Les lecteurs de nouvelles à chute apprécieront ces textes, même si elles n'ont pas le côté "coup d'assommoir" qu'on trouve chez Emmanuelle Urien. Reste que la règle est respectée: l'auteur balise
son texte, et le lecteur voit s'éclairer toute l'affaire au terme du récit. Pourquoi, par exemple, le personnage principal de "Moi, je dis qu'il y a une justice" se gratte-t-il frénétiquement
l'entrejambe? On le comprendra à la fin, quand l'auteur aura répondu à toutes les autres questions, autrement importantes, de sa nouvelle. L'auteur oscille entre les dénouements optimistes (celui
de "La Tache de sauce" est à ce titre exemplaire) et ceux qui soulignent le caractère dérisoire, voire absurde, de certaines démarches ("Bruxelles Insurrection" se termine par exemple sur les
mots: "L'insurrection avait commencé, mais personne ne l'avait remarqué"; quant au secret du narrateur de "Mon secret", est-il si essentiel que cela?
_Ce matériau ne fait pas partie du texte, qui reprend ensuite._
PR #1473, opened 2024-12-07
Switch to mount.ceph

MadnessASAP:
Currently when mounting CephFS Incus will construct the mount syscall by attempting to parse `/etc/ceph/ceph.conf `. Unfortunately this is fragile given the varieties of locations, layouts, and forms the necessary options can take.

This PR fixes that by instead diverting ceph mounts through the mount.ceph helper which will do all the necessary lifting. This obviously implies a dependency on the ceph client tools, however that dependency already existed for other ceph operations and isn't particularly unreasonable for a host interacting with ceph.

* Currently this is untested *

### DIFF
--- a/.github/workflows/dev.yml
+++ b/.github/workflows/dev.yml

L'auteur fait mousser
son propos pour, finalement, décevoir avec adresse).
Ce côté dérisoire pourrait faire penser à des nouvelles superficielles, frivoles même. Mais tous les jeux, les Playmobils comme les autres, sont ce qu'il y a de plus sérieux. Ses personnages
agissent donc en pleine possession de leurs moyens physiques et intellectuels, qu'il s'agisse d'un rond-de-cuir rongé de remords à la suite d'un accident de voiture ("Haute pression", avec
un jeu de mots explicite sur la canicule de l'été 2003), des ravisseurs de l'Académicien français en goguette ("Bruxelles Insurrection"), du photographe de la Grand-Place ("Châteaux en Espagne",
une histoire d'amour qui finit bien) ou de l'homme qui se débarrasse de son épouse en entraînant des brigands dans sa combine ("Moi je dis qu'il y a une justice").
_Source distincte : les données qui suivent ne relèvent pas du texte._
PR #1478, opened 2024-12-07
OCI image debugging improvements

danbiagini:
### Problem

I ran into some challenges while trying to get the new incus OCI image support working with a Google Cloud registry (Artifact Registry).  The good news it was all self inflicted and the feature worked as designed, but it wasn't easy to debug given the reliance on skopeo/umoci and lack of logging and error pass throughs.  

### Solution
Added debug logging of the skopeo and umoci std err.  This is especially useful with authenticated connections that need to use the auth.json configuration file to work.

### Potential Improvements
I considered changing the error handling / pass through logic in `ImageDownload`, however I'm not familiar enough with the code and the tests aren't working in my development environment.  There might be cases where `GetImageAliasType` can fail however `GetImage` will not.

```		if args.Secret == "" {
			// Look for a matching alias.  Note, this err message is lost!
			entry, _, err := remote.GetImageAliasType(args.Type, fp)
			if err != nil {
				return nil, false, fmt.Errorf("Failed getting remote image alias: %w", err)
			}
                         fp = entry.Target

			// Expand partial fingerprints
			info, _, err = remote.GetImage(fp)
			if err != nil {
				return nil, false, fmt.Errorf("Failed getting remote image info: %w", err)
			}
```

### DIFF
--- a/client/oci_images.go
+++ b/client/oci_images.go
@@ -14,6 +14,7 @@ import (
 
 	"github.com/lxc/incus/v6/shared/api"
 	"github.com/lxc/incus/v6/shared/ioprogress"
+	"github.com/lxc/incus/v6/shared/logger"
 	"github.com/lxc/incus/v6/shared/osarch"
 	"github.com/lxc/incus/v6/shared/subprocess"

Sérieux et dérisoire comme un jeu perçu à travers les yeux d'un enfant, donc. Mais le recueil partage avec les Playmobils deux éléments encore, bien concrets et caractéristiques. Le premier est
le regard rond et fixe, émerveillé ou en tout cas approbateur. Le lecteur voit défiler ainsi des récits assez développés où se concentrent péripéties et coups de théâtre. Le second est le sourire
perpétuel. Car derrière ces histoires de personnages aux jambes raides, de bonshommes en plastique, se cache toujours une part d'humour. Elle éclate en particulier dans le choix des images, mais
aussi dans le genre même des coups de théâtre que l'auteur ménage. Et l'on se surprend à sourire à ses jeux de paroles...
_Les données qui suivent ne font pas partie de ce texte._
PR #1490, opened 2024-12-11
Accept io.Writer in RenderTable

breml:
Makes `RenderTable` more flexible and allows to pass a different `io.Writer` instead of `os.Stdout` e.g. for testing.

This can be seen as a preparation step to replace all all direct writing to Stdout (and Stderr) with the facilities provided by `github.com/spf13/cobra`, namely [`command.Print`](https://pkg.go.dev/github.com/spf13/cobra#Command.Print) and the likes.

### DIFF
--- a/cmd/incusd/main_cluster.go
+++ b/cmd/incusd/main_cluster.go
@@ -369,7 +369,7 @@ func (c *cmdClusterListDatabase) Run(cmd *cobra.Command, args []string) error {
 		data[i] = []string{address}
 	}
 
-	_ = cli.RenderTable(c.flagFormat, columns, data, nil)
+	_ = cli.RenderTable(os.Stdout, c.flagFormat, columns, data, nil)
 
 	return nil
 }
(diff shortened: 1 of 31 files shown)


cmd/incusd/main_cluster.go
```diff
@@ -369,7 +369,7 @@ func (c *cmdClusterListDatabase) Run(cmd *cobra.Command, args []string) error {
 		data[i] = []string{address}
 	}
 
-	_ = cli.RenderTable(c.flagFormat, columns, data, nil)
+	_ = cli.RenderTable(os.Stdout, c.flagFormat, columns, data, nil)
```
gibmat, line 372: I would put the other changes to this file in a separate commit.

stgraber:
I'll take care of re-slicing this one. I'm actively trying to clear the PR backlog for Incus ahead of the 6.8 release.

stgraber (approved):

... jeux de parole qui sont également des réflexions habiles sur le monde de l'édition et sur cette langue française pilotée par les Parisiens, sur lesquelles les Belges francophones n'ont rien à
dire (ni les Suisses d'ailleurs) - tel est le propos, à prendre au deuxième degré, de "Bruxelles Insurrection". Le monde de l'édition est également agrafé (!) dans "Bureau, fais ton office" ou
dans "Haute pression", qui relate les vicissitudes d'un manuscrit égaré, adressé aux Editions de Minuit, confondues, pour le coup, avec un producteur d'ouvrages coquins...
Nicolas Ancion, Nous sommes tous
des playmobiles, Bruxelles, Le Grand Miroir/Paris, Presses Pocket. 2008.